During a social practical course at my school I also learned to listen to people’s problems in a senior citizen center.
With German as my native language, English and Spanish as my major subjects in school and basic knowledge in French, I would be able to communicate with almost every guest.

I am interested in different cultures and would therefore love to get the chance to work in the United States, preferably in San Diego as I think hotels in big cities are very interesting, because tourists, as well as businessmen, stay at the hotel. Besides, San Diego combines many different cultures with its proximity to the Mexican border.

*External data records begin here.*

PR #584, opened 2021-03-22
chore: release_to_draft cleanup

casperstorm:
Resolves:
We always write `Ajour {tag}` so i figured we should add it to the github action.


casperstorm:
@mlablah can you review this just to be sure?

casperstorm:
From now on i'll leave tag as release title as well. Closing this.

I would be a bright, hard-working, outgoing and reliable intern. An internship with you is of great interest to me, and I look forward to hearing from you soon.

Yours sincerely,
(name)
Ausgezeichnet. (: Ich würde dich mieten.
Bitte korrigiert mein Deutsch. Ich bin noch Anfänger. (:

Keswick
English Legend
Beiträge: 4800
Registriert: 30. Jul 2008 11:20
Muttersprache: Deutsch
Wohnort: Borough of Gateshead

Beitrag von Keswick »

Kliapatra, may I be so bold and let you know that the German word "mieten" is only used for vehicles and properties. In this context the word "anstellen" would be correct :wink: .
Bitte keine Korrektur- / Erklärungsanfragen per PN.
British English (BE) Sprecher.

Sarah112
Bilingual Newbie
Beiträge: 5
Registriert: 17. Feb 2009 18:41
Muttersprache: German

Beitrag von Sarah112 »

haha thanks so much!!!

Kliapatra
Tongue Twister
Beiträge: 25
Registriert: 3. Feb 2009 22:17
Muttersprache: American English
Wohnort: Connecticut/Massachusetts, USA

Beitrag von Kliapatra »

Haha, thanks, Keswick. That's what my signature is for. :uppy:
Bitte korrigiert mein Deutsch. Ich bin noch Anfänger. (:

Keswick
English Legend
Beiträge: 4800
Registriert: 30. Jul 2008 11:20
Muttersprache: Deutsch
Wohnort: Borough of Gateshead

Beitrag von Keswick »

Yes that's why I thought I let you know. By the way "einstellen" would be an option, too.
Bitte keine Korrektur- / Erklärungsanfragen per PN.
British English (BE) Sprecher.

Sarah112
Bilingual Newbie
Beiträge: 5
Registriert: 17. Feb 2009 18:41
Muttersprache: German

Beitrag von Sarah112 »

Ich meld mich noch mal zu wort :) und wollte fragen, ob du dir sicher bist, mit den ganzen Kommata? Irgendwie bringen uns die Lehrer immer bei, möglichst wenige Kommata im Englischen zu verwenden?! :)

Keswick
English Legend
Beiträge: 4800
Registriert: 30. Jul 2008 11:20
Muttersprache: Deutsch
Wohnort: Borough of Gateshead

Beitrag von Keswick »

Das Englische hat ebenso Kommaregeln wie das Deutsche. Also insofern dein Lehrer nicht begruenden kann, wo man Kommas braucht und wo nicht, solltest du dich an die englischen Kommregeln halten.
Bitte keine Korrektur- / Erklärungsanfragen per PN.
British English (BE) Sprecher.

Sarah112
Bilingual Newbie
Beiträge: 5
Registriert: 17. Feb 2009 18:41
Muttersprache: German

Beitrag von Sarah112 »

Ja natürlich :).
Ich wollte nur noch mal wissen, ob wirklich ÜBERALL, wo kliapatra es verbessert hat, auch kommata hingehören ;).